Sports immigration lawyers said the change is a reminder that the labor certification, which is issued by Labor, and the immigrant petition, which is decided by USCIS, serve different jobs inside the system. Labor’s approval speaks to the hiring process and recruitment steps, while USCIS decides whether the worker fits the immigrant category requested in the I-140. With the FLAG system stripping job requirements from athlete certifications, USCIS is signaling it will not fill the gap itself.
For clubs in the United States 🇺🇸 that sponsor international talent, filing habits may now need tightening before the next signing window opens.
Key takeaways and recommendations
- Effective immediately: The guidance applies now and may trigger RFEs when FLAG-based labor certifications omit job requirements.
- Impact: Although USCIS receives fewer than 100 athlete labor certifications per year, the change affects every major team and many affiliates.

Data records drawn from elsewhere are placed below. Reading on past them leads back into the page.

PR #2249, opened 2019-10-30
Add csv for non arrived agents

rajnikantsh:
This change is [Reviewable](https://reviewable.io/reviews/lbnl-ucb-sti/beam/2249)

### DIFF
--- a/src/main/java/beam/analysis/plots/PersonTravelTimeAnalysis.java
+++ b/src/main/java/beam/analysis/plots/PersonTravelTimeAnalysis.java
@@ -15,6 +15,8 @@ import org.matsim.api.core.v01.population.Person;
 import org.matsim.core.controler.OutputDirectoryHierarchy;
 import org.matsim.core.controler.events.IterationEndsEvent;
 import org.matsim.core.utils.collections.Tuple;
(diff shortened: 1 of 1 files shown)


src/main/java/beam/analysis/plots/PersonTravelTimeAnalysis.java
```diff
@@ -311,6 +312,25 @@ private void createNonArrivalAgentAtTheEndOfSimulationGraph(int iterationNumber)
...
+            out.newLine();
+            Set<String> modes = personLastDepartureEvents.keySet();
+            for(String mode: modes){
+                Map<Id<Person>, PersonDepartureEvent> personDepartureEventMap = personLastDepartureEvents.get(mode);
+                out.write(mode+","+personDepartureEventMap.size());
+                out.newLine();
+            }
+            out.flush();
+        } catch (IOException e) {
+            e.printStackTrace();
```
REASY: Please, use logger to log an exception

rajnikantsh: use logger for exception

PR #2253, opened 2019-10-31
Art/prod error for r5

REASY:
This is just to show the difference

---
This change is [Reviewable](https://reviewable.io/reviews/lbnl-ucb-sti/beam/2253)


JustinPihony:
Was this just for show? Should it be closed or will it become a full PR at some point?

PR #2266, opened 2019-11-06
inm/script to transform BEAM events file into MATSim events file

irishwithaxe:
This change is [Reviewable](https://reviewable.io/reviews/lbnl-ucb-sti/beam/2266)


irishwithaxe:
Test!

irishwithaxe:
Test!

src/main/scala/beam/utils/beamToVia/IO/Reader.scala
```diff
@@ -0,0 +1,241 @@
+package beam.utils.beamToVia.IO
```
REASY: Please, do not use upper case in the namespace because it will cause some issue during launching the app run in Linux (case sensitive file system). By JAVA convention [Naming a Package](https://docs.oracle.com/javase/tutorial/java/package/namingpkgs.html): Package names are written in all lower case to avoid conflict with the names of classes or interfaces.

src/main/scala/beam/utils/beamToVia/IO/Writer.scala
```diff
@@ -0,0 +1,108 @@
...
+    pw.println("</events>")
+    pw.close()
+
+    progress.finish()
+
+    Console.println("via events written into " + outputPath)
+  }
+
+  def writeSeqOfString(script: Traversable[String], outputPath: String): Unit = {
+    val pw = new PrintWriter(new File(outputPath))
```
REASY: If exceptions happen the stream will remain opened. It's always good to make sure that resources are closed every time. You could use `FileUtils.using` for that purpose.

src/main/scala/beam/utils/beamToVia/appsForVisualizations/visualization_11.scala
```diff
@@ -0,0 +1,71 @@
+package beam.utils.beamToVia.appsForVisualizations
```
REASY: Does it make sense to attach some document/actual vidoe what does visualization 11 and others mean?

src/main/scala/beam/utils/beamToVia/IO/Reader.scala
irishwithaxe: ok

src/main/scala/beam/utils/beamToVia/IO/Writer.scala
irishwithaxe: ok, will use FileUtils.using

src/main/scala/beam/utils/beamToVia/appsForVisualizations/visualization_11.scala
irishwithaxe: a good question ..

irishwithaxe:
Test!

irishwithaxe:
Test!

PR #2289, opened 2019-11-22
Idle vehicle should be in range by remainingPrimaryRangeInM to be able to serve customer

REASY:
`getClosestIdleVehiclesWithinRadiusByETA` makes sure that idle vehicle has enough fuel (with some marginFactor) to make a trip to the customer, serve customer and go to charging.
Total travel distance can be represented graphically:
Untitled Diagram

---
This change is [Reviewable](https://reviewable.io/reviews/lbnl-ucb-sti/beam/2289)

### DIFF
--- a/src/main/scala/beam/agentsim/agents/vehicles/BeamVehicle.scala
+++ b/src/main/scala/beam/agentsim/agents/vehicles/BeamVehicle.scala
@@ -18,8 +18,9 @@ import beam.sim.BeamScenario
 import beam.sim.common.GeoUtils.TurningDirection
 import beam.utils.NetworkHelper
 import beam.utils.logging.ExponentialLazyLogging
-import org.matsim.api.core.v01.Id
+import org.matsim.api.core.v01.{Coord, Id}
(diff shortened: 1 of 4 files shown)


src/main/scala/beam/agentsim/agents/vehicles/BeamVehicle.scala
```diff
@@ -364,11 +365,28 @@ object BeamVehicle {
...
 
+  object BeamVehicleState {
+
+    def haveEnoughFuel(
+      beamVehicleState: BeamVehicleState,
+      rideHailLocationUTM: Coord,
+      pickupLocationUTM: Coord,
+      travelDistance: Double,
+      distanceToDepot: Double,
+      marginFactor: Double = 2.0 // TODO Better name? Extract to config?
```
wrashid: we need to be able to control this through a parameter in config fiile

wrashid: e.g. beam.agentsim.agents.rideHail.rangeSafetyMarginFactor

- Primary action: Include explicit minimum job requirements in the
I-140filing (via contract language or a short attachment). - Goal: USCIS said the intent is faster decisions — but the immediate effect for athletes and clubs may be more paperwork and fewer surprises later.
Petitioners who prepare the file with clear minimum requirements can avoid an RFE detour and help ensure timely adjudication.
USCIS has updated its policy manual to address a documentation gap caused by the Department of Labor’s FLAG system. Professional athlete petitions often lack minimum job requirements in labor certifications. To prevent processing delays and Requests for Evidence, sports teams must now provide explicit documentation of education and experience requirements within their Form I-140 filings, ensuring the athlete meets the requested visa classification standards.